I’ve never been overly fond of the
annual chronicling of the slow but sure decay of my biological condition: my birthday. With that in mind, let’s go over some of the pros and cons of the last significant birthday of our lives that doesn’t feel completely like a countdown to the end.
Pros: · The big one is obviously boozing without fear of (legal) ramifications for purchasing and consumption. This serves any manner of purposes, not the least of which are things like: the ability to render irksome family members little more than white noise at clan gatherings at restaurants or wherever else you’ll need an ID or something as generic as stoking the fires of conversation on an otherwise awkward first date. · Well… Maybe… Nope, that’s it. Moving on.Cons:
· Generic birthday banter: “So do you feel a year older?” *winks* “No, third cousin whom I only speak to twice a year at best, I feel exactly the same as when I went to sleep last night. Minus the spins. And I get that it’s oh so clever to point out that my age in numbers is literally one year higher than it was yesterday, but let’s cut the sh*t and act like adults for five seconds here. In that same vein, you always get the “so do you feel a year wiser?” from some elderly family member, to which the only reasonable reply is: “What the hell are you talking about?” Were age a true indicator of wisdom, then prehistoric mammals such as yourself, wouldn’t ask cute-stupid questions like that, Gram.
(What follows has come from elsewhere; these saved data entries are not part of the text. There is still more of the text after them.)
PR #392, opened 2021-04-16
feat(core): add ability to resolve mount targets using EFS API

### LINKED ISSUE #391: Add ability to mount EFS in VPCs without Amazon-supplied DNS resolver
The RFDK code to mount EFS file-systems on an instance assumes that the instance belongs to a VPC with Amazon-supplied DNS (see [VPC DNS documentation](https://docs.aws.amazon.com/vpc/latest/userguide/vpc-dns.html)). When a VPC is configured to disable the Amazon-supplied DNS resolver, then the DNS names used by both the EFS mount helper and the NFS mounting code cannot be resolved and the mount will fail with an error showing up in the `cloud-init` log file, such as:

```
[   32.413572] cloud-init[3739]: Failed to resolve "fs-a1b2c3d4.efs.us-west-2.amazonaws.com" - check that your file system ID is correct.
```

### Use Case

Users that want to supply their own DNS servers for the VPC(s) used with RFDK should be able to mount EFS but cannot given the current code.

### Proposed Solution

The DNS names in the error message above correspond to [EFS mount  targets](https://docs.aws.amazon.com/efs/latest/ug/manage-fs-access.html). These provide the endpoints that serve the networked file-system traffic. EFS automatically adds DNS entries into your VPC's Amazon-supplied Route 53 resolver, but when this feature is disabled, those names cannot be resolved using DNS.

Fortunately, the IP address of each mount target can be obtained by calling the EFS [`DescribeMountTargets` API](https://docs.aws.amazon.com/efs/latest/ug/API_DescribeMountTargets.html).

We can add optional logic in our EFS mounting script that will perform this lookup and bake the IP address into the host machine's `/etc/hosts` file to bypass DNS lookups.

---

jusiskin:
Resolves #391

Taken from that issue:

> The RFDK code to mount EFS file-systems on an instance assumes that the instance belongs to a VPC with Amazon-supplied DNS (see [VPC DNS documentation](https://docs.aws.amazon.com/vpc/latest/userguide/vpc-dns.html)). When a VPC is configured to disable the Amazon-supplied DNS resolver, then the DNS names used by both the EFS mount helper and the NFS mounting code cannot be resolved and the mount will fail with an error showing up in the `cloud-init` log file, such as:

> ```
> [   32.413572] cloud-init[3739]: Failed to resolve "fs-a1b2c3d4.efs.us-west-2.amazonaws.com" - check that your file system ID is correct.
> ```

## Solution

The DNS names in the error message above correspond to [EFS mount  targets](https://docs.aws.amazon.com/efs/latest/ug/manage-fs-access.html). These provide the endpoints that serve the networked file-system traffic. EFS automatically adds DNS entries into your VPC's Amazon-supplied Route 53 resolver, but when this feature is disabled, those names cannot be resolved using DNS.

Fortunately, the IP address of each mount target can be obtained by calling the EFS [`DescribeMountTargets` API](https://docs.aws.amazon.com/efs/latest/ug/API_DescribeMountTargets.html).

Added an optional boolean flag when EFS mounting script that will perform this lookup and bake the IP address into the host machine's `/etc/hosts` file to bypass DNS lookups. Using this looks like:

**TypeScript:**

```ts
new MountableEfs(scope, {
  // ...
  resolveMountTargetDnsWithApi: true,
});
```

**Python:**

```py
MountableEfs(scope,
  # ...
  resolve_mount_target_dns_with_api=True,
)
```

## Testing

Modified the `All-In-AWS-Infrastructure-Basic` example, enabling the above flag. Connected to the mounting instances using SSM Session Manager and confirmed:

*   The `/etc/hosts` file contains an entry for the mount target:

        10.0.71.79 fs-a1b2c1d2.efs.us-west-2.amazonaws.com # Added by RFDK

*   The EFS file-system driver establishes a connection to the specified IP address:

    ```sh
    $ sudo netstat -alnp | grep 10.0.71.79
    tcp        0      0 10.0.0.13:55102         10.0.71.79:2049         ESTABLISHED 2306/stunnel
    ```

· There seems to be an expectation of increased responsibility. That sucks.
· Hearing: “My Biological clock started ticking! LOL!” This statement is either not clever, terrifying or just dumb. Possibly all three.
· Everyone pretending to be pumped up, but really any excitement is out of selfishness. Every birthday is plagued by everyone pretending to be much more excited than any reasonable person should be about getting older, an “achievement” that no one really has any control over, but the 21st such occasion has an extra twinge of self-interest from those close to the man/woman of the hour. It’s either some variation of “Yay, finally we can go to the bar I always want to go to but can’t because you can’t get in” or “Great, now you can buy me booze” depending on the relative age of the friend. Frauds.
· You’re another year closer to your demise. The reality of mortality becoming ever more prominent as its weight multiplies, crushing you like a medieval stoning technique more and more with each passing day. Happy Birthday.